Every year on 8th June, World Brain Tumor Day reaches out to promote global awareness about brain tumors. Introduced by the German Brain Tumor Association in 2000 it has progressively become a global campaign. This day is purposed to educate the population about brain tumors and their influence, encourage early detection & diagnosis, offer support for the patients, and endorse increased funding and research for enhanced treatment possibilities. Let´s make the theme for 2023 Together, We Can Make a Difference more than a slogan. 

Brain Tumors – Types and consequences

A brain tumor occurs when cells inside the brain start growing in an abnormal way and form a mass within the brain. A primary brain tumor originates from the brain cells themselves. A brain tumor is called “secondary”, when it is a metastasis derived from body cancer cells, like breast cancer or lung cancer, which have found their way into the brain through the blood stream.   

Certain brain tumor types, such as glioblastoma, astrocytoma, or oligodendroglioma, have the potential to spread into the surrounding brain tissue. The tumor cells disturb the normal function of the normal brain cells. In addition, their invasive character makes it difficult to remove them by surgery in total.  

Many other brain tumor types such as meningiomas or pituitary tumors do not invade the brain but squeeze and displace brain tissue. The enclosed space inside the skull is limited. Therefore, even when benign tumors grow, they start closing in the space and provoke irritation and damage to the brain. Therefore, whether invasive or not, whether malignant or benign, many of these brain tumor types will cause neurological symptoms and can be life-threatening and life-limiting. 

Brain tumors can occur in more than hundred types, each with a unique range of symptoms, treatment requirements, and prognoses Brain tumors can have profound effects on a patient’s physical, mental, and emotional well-being. 

Brain tumor symptoms – When to get alert

Clinical signs of brain tumors are highly variable based on the location, size, and type of the tumor. Most of the symptoms are unspecific and can also be caused by other conditions. Nevertheless, when you or your loved ones become aware of symptoms listed below, talk to your doctor about it. 

Brain tumor symptomes may includes:

Symptoms may start gradually over weeks to months or rapidly, potentially leading to an emergency visit at the hospital. 

How to diagnose a brain tumor

The Neuroradiologist: Dip into the brain

When a patient exhibits symptoms of nerve and brain dysfunction, a neurologist will do a physical neurological examination first. If the results point to an origin of symptoms within the brain, diagnostic imaging such as a CT scan (computerized tomography) or an MRI scan (magnetic resonance imaging) will be performed.  
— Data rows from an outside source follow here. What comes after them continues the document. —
Issue #235, opened 2023-08-08
Failing assertion in BSP1D exec routine


alberto-scolari:
This assertion fails

https://github.com/Algebraic-Programming/ALP/blob/dbe9a76ad9ba56e7bb6a19a98a32761083a15281/include/graphblas/bsp1d/exec.hpp#L88

and it is probably wrong: indeed, the value is for all processes `sizeof(T)`.

Furthermore, at line

https://github.com/Algebraic-Programming/ALP/blob/dbe9a76ad9ba56e7bb6a19a98a32761083a15281/include/graphblas/bsp1d/exec.hpp#L209

there is a memory leak, since the variable `data_in` is allocated but never freed.

finally, the routines `_grb_exec_spmd` and `_grb_exec_varin_spmd` are almost identical, and can probably be refactored to avoid duplicated bugs.

anyzelman:
Related issues fixed in #239 , this issue should no longer apply

PR #239, opened 2023-08-28
235 failing assertion in bsp1d exec routine

alberto-scolari:
This PR fixes several issues found in the BSP1D Launcher and also refactors a lot of duplicated code between Launcher and Benchmarker; hence, it removes more code than it adds, despite implementing the same number of functionalities.

A **unit** test is also added for the Launcher and Benchmarker, checking that they work fine in all scenarios (AUTOMATIC, FROM_MPI, MANUAL).

@anyzelman some smoke tests manually implement similar functionalities, not relying on Launcher, so there is probably overlap with the test this PR adds. I noticed though that the code of these tests is a bit "tangled", so it's not entirely clear to me what and how exactly they test the various launching mechanisms. I also suspect these tests date back to when we had no Launcher. What should we do about them?
1. remove, if they test the same things (though implemented there by hand)
2. port them to using the Launcher (duplicates?)
3. leave as is


anyzelman (changes requested):
@alberto-scolari -- while reviewing the unit test, I ran into the following two issues for `bsp1d` and `hybrid`:

1. there is no check that in `AUTOMATIC` no-broadcast mode, that the input struct received by processes `s>0` is empty;
2. I assume that in `MANUAL` or `FROM_MPI` *with broadcasting*, that any given inputs on processes `s>0` will be overwritten by the input on process 0; while without broadcasting, the idea is that their initial inputs remain. The test does not test the differing behaviour, however.

Starting with the latter-- is there another poem you could use to initialise the in-struct with for processes `s>0`? The final check should then differentiate between broadcasting or non-broadcasting -- in the former, the original poem should be returned on all processes, while in the latter case the new poem should remain for processes `s>0` and the old poem only for process 0.

For the former, the implementation in `bsp1d/exec.hpp` seems to always require a broadcast when the `AUTOMATIC` mode is requested-- this is not intended. If the broadcast flag is false, then the program should continue with "empty" input for the user processes with ID `s>0` (recall the assert mentioned in the originating issue).
For typed ALP programs, I do recall the issue with default-constructibility, so what I would suggest is the following:
- for untyped ALP programs, automatic mode with broadcast `false` results into a null `in`  pointer and zero `in_size` at processes `s>0`;
- for typed ALP programs with default-constructible input POD types, automatic mode with broadcast `false` results in default-constructed inputs at processes `s>0`;
- for typed ALP programs with non-default-constructible input types, automatic mode with broadcast `false` does nothing except return `ILLEGAL`.

In all above cases ALP does not initiate any broadcast. For variants where broadcast is `true` the behaviour should remain unchanged compared to current behaviour.

Does this make sense?

anyzelman:
For the question in the MR btw -- number 3, but together with opening up a new issue for it (probably with a cleanup tag:)

alberto-scolari:
> For the question in the MR btw -- number 3, but together with opening up a new issue for it (probably with a cleanup tag:)

I'd propose directly 1., but if we want to merge ASAP then 3. + cleanup issue is also fine.

alberto-scolari:
> @alberto-scolari -- while reviewing the unit test, I ran into the following two issues for `bsp1d` and `hybrid`:
> 
> 1. there is no check that in `AUTOMATIC` no-broadcast mode, that the input struct received by processes `s>0` is empty;
> 2. I assume that in `MANUAL` or `FROM_MPI` _with broadcasting_, that any given inputs on processes `s>0` will be overwritten by the input on process 0; while without broadcasting, the idea is that their initial inputs remain. The test does not test the differing behaviour, however.
> 
> Starting with the latter-- is there another poem you could use to initialise the in-struct with for processes `s>0`? The final check should then differentiate between broadcasting or non-broadcasting -- in the former, the original poem should be returned on all processes, while in the latter case the new poem should remain for processes `s>0` and the old poem only for process 0.
> 
> For the former, the implementation in `bsp1d/exec.hpp` seems to always require a broadcast when the `AUTOMATIC` mode is requested-- this is not intended. If the broadcast flag is false, then the program should continue with "empty" input for the user processes with ID `s>0` (recall the assert mentioned in the originating issue). For typed ALP programs, I do recall the issue with default-constructibility, so what I would suggest is the following:
> 
> * for untyped ALP programs, automatic mode with broadcast `false` results into a null `in`  pointer and zero `in_size` at processes `s>0`;
> * for typed ALP programs with default-constructible input POD types, automatic mode with broadcast `false` results in default-constructed inputs at processes `s>0`;
> * for typed ALP programs with non-default-constructible input types, automatic mode with broadcast `false` does nothing except return `ILLEGAL`.
> 
> In all above cases ALP does not initiate any broadcast. For variants where broadcast is `true` the behaviour should remain unchanged compared to current behaviour.
> 
> Does this make sense?

About POD types. I didn't implement this check, 'cause it likely breaks existing code. POD is a quite strict requirement, which e.g., requires that the default constructor is trivial (i.e., not user specified). A better constrains should be `[is_standard_layout](https://en.cppreference.com/w/cpp/types/is_standard_layout)`, but this is also violated in some pre-existing tests (maybe 1 or 2 -- we can fix them).

anyzelman:
> About POD types. I didn't implement this check, 'cause it likely breaks existing code. POD is a quite strict requirement, which e.g., requires that the default constructor is trivial (i.e., not user specified). A better constrains should be [is_standard_layout](https://en.cppreference.com/w/cpp/types/is_standard_layout), but this is also violated in some pre-existing tests (maybe 1 or 2 -- we can fix them).

Where does it break it? The '20 paper and the current spec clearly defines only POD types are allowed, so at the very least such occurrences would not be compliant and should be fixed.

If I take this as a suggestion to relax the POD requirement to allowing standard layouts, then my main worry is the following: standard layouts in their intent do not preclude the use of pointers-- in fact, intuitively, I would be fine with standard layouts containing pointer data, while I would question that for POD types (even though the C++ spec's fine with it, at least in 11 and 14 I believe).

One of the two main original intents of defining it as POD is to make clear none of the struct members should contain pointers (because [1]). The other main intent is to ensure trivial copies are possible (again to facilitate broadcasts between multiple user processes). It gets a bit ugly but I could see standard layout minus pointers and minus triviality being ok, but we should document it. 

[1] If I broadcast a (struct containing) pointers from one user process to the other, the destination process would receive an invalid pointer (or struct with invalid pointers) since valid pointers on process A are not necessarily valid on process B.

alberto-scolari:
> Where does it break it? The '20 paper and the current spec clearly defines only POD types are allowed, so at the very least such occurrences would not be compliant and should be fixed.
> 

Tests found so far:
- pinnedVector
- gmres
- gmres_complex
- hpcg

So not a long list after all.

> If I take this as a suggestion to relax the POD requirement to allowing standard layouts, then my main worry is the following: standard layouts in their intent do not preclude the use of pointers-- in fact, intuitively, I would be fine with standard layouts containing pointer data, while I would question that for POD types (even though the C++ spec's fine with it, at least in 11 and 14 I believe).
>
> One of the two main original intents of defining it as POD is to make clear none of the struct members should contain pointers (because [1]). The other main intent is to ensure trivial copies are possible (again to facilitate broadcasts between multiple user processes). It gets a bit ugly but I could see standard layout minus pointers and minus triviality being ok, but we should document it.
> 

From the point of view of pointers allowance, both `is_pod` and `is_standard_layout` are indeed the same. PODs require both trivial constructibility and copyability https://en.cppreference.com/w/cpp/language/classes#Trivial_class, which prevents the user from defining a default constructor ("has one or more eligible default constructors such that each is trivial"). Indeed, the following code snippet

```c++
struct aaa {
	int a;
	aaa() : a( 0 ) {}
};
static_assert( std::is_pod< aaa >::value );
```

does not compile, just because of the user-defined default constructor. Nonetheless, the `aaa` type is trivially copyable.

The idea of POD is that the code defining the type `aaa` works fine both in C and C++, which excludes any constructor (the only admitted constructors are the ones the C++ compiler can "trivially" provide). Hence, whether to require POD depends on the usage scenario: do we allow processes written in C to talk to processes written in C++? I expect not, because the `Launcher` is a facility used within ALP, where C++ is required, and where the execution model is SPMD. Under this assumption, `is_standard_layout` should then suffice. Also, no constraint enforces the absence of pointers (and POD is also deprecated with C++20), so this further constraint can only be mentioned in the specification.

Furthermore, we may further relax the constraint `is_standard_layout` to `is_trivially_copyable`. `is_standard_layout` disallows inheritance (unless all base classes have only static members, which is unlikely). therefore, the following snippet

```c++
struct aaa {
	int a;
	aaa() : a( 0 ) {}
};

struct bbb: aaa {
	float b;
	bbb() : aaa(), b( 0.0f ) {}
};

static_assert( std::is_standard_layout< bbb >::value );
```

does not compile. Changing `is_standard_layout` to `is_trivially_copyable` makes it compile, and is just what we need to serialize objects between ALP SPMD processes. Also, we would have less compilation failures if we check only `is_trivially_copyable` (probably just `pinnedVector`)

On the other side, one practical reason to retain `is_pod` is that we already wrote it in the specs.

anyzelman:
So concretely, relax the constraints to `is_trivially_copyable` and checks for `is_default_constructible` when it is needed right? That seems OK to me.

> Hence, whether to require POD depends on the usage scenario: do we allow processes written in C to talk to processes written in C++

Again, the intent of the constraint here is solely to make broadcasting work in the case of distributed-memory auto-parallelisation. I checked up to the latest C++ standard and did not find type traits to check for the presence of pointer members, so `is_trivially_copyable` indeed seems to correspond to the minimal thing we want *and* can check for (aside from default constructibility in some cases).

I'll have a quick check on what happens in the pinnedVector=)

anyzelman:
Manual tests with LPF running. If pass, will continue with code review

anyzelman (approved):

anyzelman:
Waiting CIs OK, another OK manual re-run of unit & smoke tests with LPF, composition of merge notes, and @alberto-scolari OK on recent changes before merge.

anyzelman:
Merge notes concept:

This MR reviews the implementation of the BSP1D (and hybrid) launcher and benchmarker for all launcher modes (automatic, manual, and from MPI). In so doing it fixes various errors, and given it modifies 42 files, perhaps also answers some things about life, the universe, and everything.

Specification:
- in automatic mode, the output types have to be default constructible,
- in automatic mode with broadcasting and with typed calls, the input type must be default constructible. This can only be caught at run-time and thus the spec now requires an error be returned (`grb::ILLEGAL`) when this situation is encountered.
- the specification did not document all errors that could be thrown by the `grb::Launcher` constructor;
- the specification erroneously asserted that `grb::Launcher::finalize` was necessary. It was not, and indeed tests and examples in the current implementation (as before this MR) never called the function before exiting, without error. The specification has hence been modified to state the use of this function is optional.
- the specification standardised the `grb::Launcher` constructor arguments, but the implemented `FROM_MPI` mode uses a different signature. The spec has been updated to allow for non-standard modes with custom constructor signatures.
- the specification now includes phrasing that the obligatory arguments in automatic and manual mode may have implementation-specific constraints.
- the specification of the launcher and benchmarker classes have been revised for improved overall clarity.

Implementation:
- both the BSP1D launcher and BSP1D benchmarker did not check for default-constructability (DC) of output types when in automatic mode, now fixed (static-assert);
- both the BSP1D launcher and BSP1D benchmarker did not check for DC of input types when in automatic mode, without broadcasting, and when making a typed call, now fixed (run-time check);
- the BSP1D benchmarker now relies on the launcher implementation, strongly reducing the no. of lines required for the former;
- the BSP1D launcher (and thus BSP1D benchmarker) now makes a minimum check on requirements on types that should be broadcast;
- the BSP1D launcher and benchmarker, contrary to the spec, had default broadcast option `true`, now fixed;
- many unit tests erroneously assumed the default broadcast option is `true`, now fixed;
- fixes a manual launch use case that originally spawned issue #235;
- introduces an exhaustive unit test for launchers and benchmarkers of all benchmarks and all combinations of modes and broadcasting options.

Many thanks to Alberto Scolari (@alberto-scolari) for detecting the issue and proposing the fix.

anyzelman:
> Waiting CIs OK, another OK manual re-run of unit & smoke tests with LPF, composition of merge notes, and @alberto-scolari OK on recent changes before merge.

All CIs OK, manual run of unit, smoke, and performance tests on some inputs with LPF OK, concept merge notes done. Waiting for feedback before merge.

These tests allow the neuroradiologist to “see” your brain to identify if there is a tumor. If so, it is important to determine where it is located, if it is demarcated off from brain tissue, and its size. You may then be referred to a neurosurgeon, who, if necessary, will recommend a biopsy or surgery.  

The Neuropathologist: Making an exact diagnosis

Biopsy or surgery are required to ascertain the origin and nature of the tumor. Is it primary or metastatic, from which cell types does it arise, is it growing slowly or aggressive? What other characteristics do the tumor cells display?  
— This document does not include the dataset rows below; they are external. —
PR #246, opened 2023-08-31
655 Provide grb::set( matrix, mask, value )

### LINKED ISSUE #245: Provide grb::set( matrix, value )
Same as [this variant](http://albert-jan.yzelman.net/alp/user/group__IO.html#ga1d6880056a08497b967de557b576bca5) but for Matrix.

### LINKED ISSUE #321: Provide grb::set( matrix, mask, value )

byjtew:
~Closes #245~
Closes #321

This MR includes the following bugfixes:
- copy-contructor of pattern matrix iterators for more than one user processes did not copy PID information correctly;
- the `fold_matrix_to_scalar` unit test relied on undefined behaviour, here fixed;
- matrix reduction into a scalar could fail if the matrix is small w.r.t. the number of user processes;
- selection operators erroneously did not appear in user documentation;
- the specification for resize and execute phases was outdated: if in execution phase it is detected that the output container has insufficient capacity, then primitives should return `ILLEGAL`;
- the BSP1D set-vector-to-value erroneously returned `FAILED` instead, herewith fixed.


include/graphblas/base/io.hpp
```diff
@@ -1078,6 +1078,72 @@ namespace grb {
...
+	 *
+	 * @param[in,out] C The vector of which every element is to be set to equal
+	 *                  \a val. On output, the number of elements shall be equal
+	 *                  to the size of \a C.
+	 * @param[in]   val The value to set each element of \a C to.
+	 * @param[in] phase Which #grb::Phase the operation is requested. Optional;
+	 *                  the default is #grb::EXECUTE.
+	 *
+	 * In #grb::RESIZE mode:
+	 * @returns #grb::SUCCESS  All the time, no de-/allocation is necessary.
```
anyzelman: This is incorrect -- if there is a matrix C with capacity zero, then running this primitive in RESIZE mode must reallocate, is it not?

include/graphblas/bsp1d/io.hpp
```diff
@@ -823,6 +823,49 @@ namespace grb {
 		return ret;
 	}
 
+	template<
```
anyzelman, line 935: The backend should define performance semantics (see other primitives for examples, should be straightforward in this case)

include/graphblas/base/io.hpp
```diff
@@ -1078,6 +1078,72 @@ namespace grb {
...
+	 *   -# grb::descriptors::no_casting
+	 * \endparblock
+	 *
+	 * @param[in,out] C The vector of which every element is to be set to equal
+	 *                  \a val. On output, the number of elements shall be equal
+	 *                  to the size of \a C.
+	 * @param[in]   val The value to set each element of \a C to.
+	 * @param[in] phase Which #grb::Phase the operation is requested. Optional;
+	 *                  the default is #grb::EXECUTE.
+	 *
```
anyzelman, line 1116: Should we include a `\warning` that says on successful execution of this primitive, `C` shall be dense? (Usually, this is not what a user should want)

include/graphblas/bsp1d/io.hpp
```diff
@@ -823,6 +823,49 @@ namespace grb {
...
+		Descriptor descr = descriptors::no_operation,
+		typename DataType, typename RIT, typename CIT, typename NIT,
+		typename ValueType = DataType
+	>
+	RC set(
+		Matrix< DataType, BSP1D, RIT, CIT, NIT  > &C,
+		const ValueType& val,
+		const Phase &phase = EXECUTE
+	) noexcept {
```
anyzelman, line 951: a static_assert for no_casting is missing

include/graphblas/bsp1d/io.hpp
```diff
@@ -823,6 +823,49 @@ namespace grb {
...
+		const size_t m = nrows( C );
+		const size_t n = ncols( C );
+		const size_t nz = nnz( C );
+
```
anyzelman, line 974: dynamic error checks seem missing: for example, a guard against overflow if m * n > 2^64-1. I think in such a case ILLEGAL should be returned, which in turn then also modifies the base specification. This may play for more primitives actually and we should open up an issue for that

include/graphblas/bsp1d/io.hpp
```diff
@@ -823,6 +823,49 @@ namespace grb {
...
+		if( m == 0 || n == 0 || nz == 0 ) { return SUCCESS; }
+
```
anyzelman, line 979: Something like the following is missing:
```
const size_t full_nz = m * n; // assumes overflow is guarded against
if( phase == RESIZE ) {
    if( grb::capacity( C ) < full_nz ) {
        return grb::resize( C, full_nz );
    }
}
```

include/graphblas/bsp1d/io.hpp
```diff
@@ -823,6 +823,49 @@ namespace grb {
...
+			internal::getLocal( C ), val, phase
+		);
+
+		if( collectives< BSP1D >::allreduce( ret, operators::any_or< RC >() )
+			!= SUCCESS
+		) {
+			return PANIC;
+		}
+
+		if( phase == EXECUTE ) {
```
anyzelman: With the above change, this if-statement can become an assert instead (no need to consider `TRY` at the moment).

include/graphblas/bsp1d/io.hpp
```diff
@@ -823,6 +823,49 @@ namespace grb {
...
+			if( ret == SUCCESS ) {
+				ret = internal::updateNnz( x );
+			} else if( ret == FAILED ) {
```
anyzelman: ALP primitives can never return `FAILED`, so this branch should never apply

include/graphblas/bsp1d/io.hpp
```diff
@@ -823,6 +823,49 @@ namespace grb {
...
+				const RC clear_rc = clear( x );
+				if( clear_rc != SUCCESS ) {
+					ret = PANIC;
+				}
+			} else {
+				assert( ret == PANIC );
```
anyzelman, line 1064: If taking the above suggestion, ret could possibly also be `ILLEGAL` to indicate overflow

include/graphblas/hyperdags/io.hpp
```diff
@@ -332,6 +332,38 @@ namespace grb {
 		return ret;
 	}
 
+	template<
```
anyzelman: Perf semantics are missing (just a comment that it inherits the performance semantics of the underlying backend would be sufficient)

include/graphblas/hyperdags/io.hpp
```diff
@@ -332,6 +332,38 @@ namespace grb {
...
+			internal::getMatrix( C ), val, phase
+		);
+		if( ret != SUCCESS ) { return ret; }
+		if( phase != EXECUTE ) { return ret; }
+		if( nrows( C ) == 0 || ncols( C ) == 0 ) { return ret; }
+		std::array< const void *, 0 > sourcesP{};
+		std::array< uintptr_t, 1 > sourcesC{
+			getID( internal::getMatrix(C) )
+		};
+		std::array< uintptr_t, 1 > destinations{
```
anyzelman: I think also val should be registered as a source scalar. There should be multiple examples of that already in the hyperdags backend, for example, for folding a scalar into a vector (foldl/foldr)

include/graphblas/nonblocking/io.hpp
```diff
@@ -1136,6 +1136,59 @@ namespace grb {
 
 	} // end namespace internal::grb
 
+	template<
```
anyzelman: Perf semantics should be added, otoh I'm not sure if nonblocking does that anywhere at the moment. If not, ok for me to skip, but in that case please make an issue of missing perf semantics for nonblocking)

include/graphblas/reference/compressed_storage.hpp
```diff
@@ -501,6 +501,39 @@ namespace grb {
...
+					// The value can not be of type void
+					static_assert(
+						!std::is_void< ValueType >::value,
+						"ValueType must not be void"
+					);
+					// The value must be convertible to D
+					static_assert(
+						std::is_convertible< ValueType, D >::value,
+						"ValueType must be convertible to D"
+					);
```
anyzelman: This is a correct assertion, but for readability of compiler errors, the code standard is to put these static_asserts right at the beginning of each possible entry point (meaning each backend implementation of set should have a static assert like this)

include/graphblas/reference/io.hpp
```diff
@@ -1076,6 +1076,80 @@ namespace grb {
 
 	} // end namespace internal::grb
 
+	template<
```
anyzelman: Performance semantics should be given as doxygen comment here

include/graphblas/reference/io.hpp
```diff
@@ -1076,6 +1076,80 @@ namespace grb {
...
+			), "grb::set (unmasked set to value): ",
+			"called with non-matching value types"
+		);
+
+		// dynamic checks
+		assert( phase != TRY );
+
+		// delegate
+		if( phase == RESIZE ) {
+			return SUCCESS;
```
anyzelman: This return-statement should be something like
```
const size_t full_nz = m * n; // and guard against overflow somewhere
if( grb::capacity( C ) < full_nz ) {
    return grb::resize( C, full_nz );
}
```

include/graphblas/reference/io.hpp
```diff
@@ -1076,6 +1076,80 @@ namespace grb {
...
+
+			const size_t m = nrows( C );
+			const size_t n = ncols( C );
+			const size_t nz = nnz( C );
+
+			if( m == 0 || n == 0 || nz == 0 ) { return SUCCESS; }
+
+#ifdef _H_GRB_REFERENCE_OMP_IO
+			#pragma omp parallel default( none ) \
+				shared( C ) firstprivate( val, m, n, nz )
```
anyzelman: firstprivate makes unnecessary copies of const values?

tests/unit/setMatrixValue.cpp
```diff
@@ -0,0 +1,133 @@
...
+	size_t in = 1000;
+
+	// error checking
+	if( argc > 2 ) {
+		printUsage = true;
+	}
+	if( argc == 2 ) {
+		size_t read;
+		std::istringstream ss( argv[ 1 ] );
+		if( ! ( ss >> read ) ) {
```
anyzelman, line 520: no space after `!` (elsewhere also)

include/graphblas/reference/io.hpp
```diff
@@ -1076,6 +1076,80 @@ namespace grb {
...
+#endif
+			{
+				{ // CRS section
+					size_t range = internal::getCRS( C ).copyFromRange( nz, m );
+					size_t start = 0, end = range;
+#ifdef _H_GRB_REFERENCE_OMP_IO
+					config::OMP::localRange( start, end, 0, range );
+#endif
+					internal::getCRS( C ).assignValue( nz, m, start, end, val );
```
anyzelman: I think this sets all current values to the given one, rather than all values in the matrix. This would be the correct implementation for masked sets, in particular, for `grb::set( C, C, val )`, where the second `C` indicates the matrix itself acts as the mask for the set operation. For `grb::set( C, val )` I would expect the entire matrix `C` to have the given `val` everywhere. (Also for the CCS section ofc.)

Btw if implementing the masked variants, take care to also consider the descriptors that modify the mask behaviours, which could get tricky

anyzelman (changes requested):
Also as the most major comment perhaps: should this MR not include a `grb::set( C, mask, value );`? I would expect that variant to be more useful than the fully dense case, but it may also be a confusion of what (I think) the intended semantics are and what they should be --see also the last added review comment

include/graphblas/reference/io.hpp
byjtew: The idea of this primitive (at leat in my head) was to assign the *existing* non-zero values to the given one. Which would be an alias for `grb::set( input/output=A, mask=A, value=x)`

byjtew:
Goal of this MR changed form now on to a masked-set for matrix

anyzelman:
TODOs:

- [x] Update spec
- [x] Ref impl already seems to exit
- [x] Other impl not, so need to provide
- [x] unit test needs to be extended for masked set to value

include/graphblas/bsp1d/io.hpp
anyzelman: Trivial resolution: removed this entire function;)

include/graphblas/bsp1d/io.hpp
anyzelman: see above

include/graphblas/bsp1d/io.hpp
anyzelman: see above

include/graphblas/bsp1d/io.hpp
anyzelman: see above

include/graphblas/nonblocking/io.hpp
anyzelman: #331 has been created

anyzelman:
At this point, all tests OK. The remaining TODO is to check that the test for the new functionality itself, is OK;)

anyzelman:
Collecting TODOs on this MR, suggested to handle in-order:
- [x] make the self-masked case work. The easiest is to provide a separate function that simply overwrites the values array, and leaves the other arrays alone;
- [x] make the void case work. At present, this should only entail fixing the test to handle the void case more gracefully;
- [x] the unit test should be expanded to test the structural and invert_mask descriptor;
- [x] the implementation of grb::set should call a different function for handling the structural and invert_mask cases. A separate generic function is needed since the current generic one cannot efficiently filter out such elements since it is based on raw copying of the mask's structure. This new generic function should also gracefully handle the self-masked case. Note that the spec disallows self-masking under mask inversion, so this should be possible without any intermediate buffers.

anyzelman:
MPICH 3.3.2 detects an issue with the fold_matrix_to_scalar test, and indeed that test implementation does not conform the ALP standard. It should also be fixed-- decide later if in this issue or in a separate one.

Just now in the wee hours made the self-masked case work. This triggered some bugs here and there now also resolved.

anyzelman:
Update: at this point, all unit tests with LPF ok except fold_matrix_to_scalar. All smoke tests with LPF OK. (MPICH 3.3.2)

anyzelman:
> MPICH 3.3.2 detects an issue with the fold_matrix_to_scalar test, and indeed that test implementation does not conform the ALP standard. It should also be fixed-- decide later if in this issue or in a separate one.

This is confirmed fixed in this MR

anyzelman:
All tests OK at this point (using the "difficult" MPICH version)

anyzelman:
All tests OK at this point (using the "difficult" MPICH version)

anyzelman:
> All tests OK at this point (using the "difficult" MPICH version)

At this point also. Now only need to increase unit test robustness and this one is done.

anyzelman:
Running the tests again. If OK, this MR is done (the tests now generate and check for differing outputs for different descriptors)

anyzelman:
> Running the tests again. If OK, this MR is done (the tests now generate and check for differing outputs for different descriptors)

Tests were ok but code review shows an issue that should cause the non-structural self-masked case to not work. Fixing the implementation first, and then will look at why the unit test doesn't fail because of it.

anyzelman (approved):
Code review OK, waiting for tests and internal CI to flag OK as well before merge.

anyzelman:
Concept release notes:

This MR formalises the `grb::set(matrix,matrix)` and `grb::set(matrix,mask,scalar)` variants. For the former, all backends did implement it and an exhaustive unit test existed prior to this MR, but a specification of the function was missing-- this MR adds this. For the latter, all backends did implement one variant of it which was tested in the unit test for the matrix-matrix `grb::set`. This MR specifies and implements all possible variants of `grb::set(matrix,mask,scalar)`, and adds a unit test that exhaustively tests all combinations under which `grb::set(matrix,mask,scalar)` may be called.

To realise this MR, the following features were introduced:

- the ALP utilities now include a prefix-sum algorithm, both sequential and in OpenMP. The implementation of some of the new functionalities depend on this operation. Existing prefix-sum computations should rely on this new utility function; GitHub issue #332 is to follow up on that.
- ALP objects now include ALP types such as `grb::Phase`. This was required to unambiguously dispatch between `grb::set(matrix,matrix)` and `grb::set(matrix,mask,scalar)` via SFINAE.

Additionally, this MR includes the following bugfixes:

1. copy-contructor of pattern matrix iterators for more than one user processes did not copy PID information correctly;
2. the `fold_matrix_to_scalar` unit test relied on undefined behaviour, here fixed;
3. matrix reduction into a scalar could fail if the matrix is small w.r.t. the number of user processes;
4. selection operators erroneously did not appear in user documentation;
5. the specification for resize and execute phases was outdated: if in execution phase it is detected that the output container has insufficient capacity, then primitives should return `ILLEGAL`;
6. the BSP1D set-vector-to-value erroneously returned `FAILED` instead, herewith fixed.

The impact of bugs 2-4 is expected very low as it was only present in the `develop` branch and only for a limited time. Issues 1 and 5 were present longer, however, prior to crafting this MR and as far as we know, seem never to have been triggered or noticed. Issue 5 furthermore did not induce any code changes, except for the bug in issue no. 6. That bug (no. 6), however, never triggers in the currently available back-ends because vectors have fixed full capacities (the bug would only apply for final backends that do not have such a fixed full capacity).

Last, and as always, the MR minor includes code style and documentation fixes in files related and unrelated to this MR.

Many thanks to Benjamin Lozes @byjtew for drafting the initial version of the MR!

anyzelman:
Manual unit & smoke tests with the "difficult" MPI all OK, internal CI OK, GitHub CI OK -- triggering merge=)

The diagnostic activities of a neuropathologist include intraoperative consultations, histopathological evaluation, and the use of specific immunological markers. In addition, according to the new WHO 2021 classification of brain tumors, molecular genetic examinations have become essential for the exact diagnosis. Molecular genetics also give important information on the prognosis and help to predict the benefit of therapeutical interventions on an individual basis. 

Treatment options for brain tumors

The Neurosurgeon: Surgical removement of brain tumors

Surgery is the most common first line treatment for brain tumors, and often it may be the only treatment needed. There are numerous approaches neurosurgeons take to remove brain tumors depending on their size and location. 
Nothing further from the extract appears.